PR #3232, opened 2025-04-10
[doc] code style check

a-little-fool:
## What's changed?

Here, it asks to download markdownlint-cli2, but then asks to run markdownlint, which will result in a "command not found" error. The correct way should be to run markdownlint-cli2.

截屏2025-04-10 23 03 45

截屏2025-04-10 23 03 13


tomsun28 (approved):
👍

-------

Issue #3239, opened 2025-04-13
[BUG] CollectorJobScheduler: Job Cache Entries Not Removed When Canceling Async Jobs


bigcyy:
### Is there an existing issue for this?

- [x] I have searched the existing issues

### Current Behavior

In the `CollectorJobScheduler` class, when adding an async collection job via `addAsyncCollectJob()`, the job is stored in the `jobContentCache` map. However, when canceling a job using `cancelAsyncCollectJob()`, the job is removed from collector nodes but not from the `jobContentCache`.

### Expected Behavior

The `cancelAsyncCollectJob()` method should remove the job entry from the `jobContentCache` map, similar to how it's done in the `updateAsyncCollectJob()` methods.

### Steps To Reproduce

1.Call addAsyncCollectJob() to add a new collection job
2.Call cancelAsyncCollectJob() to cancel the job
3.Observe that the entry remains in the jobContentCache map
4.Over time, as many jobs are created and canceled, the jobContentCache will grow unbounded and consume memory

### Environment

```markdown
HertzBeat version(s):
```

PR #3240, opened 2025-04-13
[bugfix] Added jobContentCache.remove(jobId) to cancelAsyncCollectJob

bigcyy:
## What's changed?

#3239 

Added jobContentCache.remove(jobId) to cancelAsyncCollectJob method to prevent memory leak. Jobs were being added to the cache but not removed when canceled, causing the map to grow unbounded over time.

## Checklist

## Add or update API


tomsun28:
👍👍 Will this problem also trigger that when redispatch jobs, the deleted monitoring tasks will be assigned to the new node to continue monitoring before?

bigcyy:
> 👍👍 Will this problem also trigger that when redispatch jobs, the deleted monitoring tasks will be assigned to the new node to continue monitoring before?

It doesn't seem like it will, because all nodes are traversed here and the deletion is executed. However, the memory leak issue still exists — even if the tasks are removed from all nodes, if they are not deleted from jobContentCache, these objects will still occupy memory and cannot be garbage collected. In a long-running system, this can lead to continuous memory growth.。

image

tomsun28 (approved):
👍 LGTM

-------

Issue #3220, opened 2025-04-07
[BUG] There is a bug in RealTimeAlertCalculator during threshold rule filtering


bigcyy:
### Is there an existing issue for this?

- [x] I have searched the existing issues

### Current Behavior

-------

In the listing, find every line with the word "nodes" and return it.

In the `CollectorJobScheduler` class, when adding an async collection job via `addAsyncCollectJob()`, the job is stored in the `jobContentCache` map. However, when canceling a job using `cancelAsyncCollectJob()`, the job is removed from collector nodes but not from the `jobContentCache`.
It doesn't seem like it will, because all nodes are traversed here and the deletion is executed. However, the memory leak issue still exists — even if the tasks are removed from all nodes, if they are not deleted from jobContentCache, these objects will still occupy memory and cannot be garbage collected. In a long-running system, this can lead to continuous memory growth.。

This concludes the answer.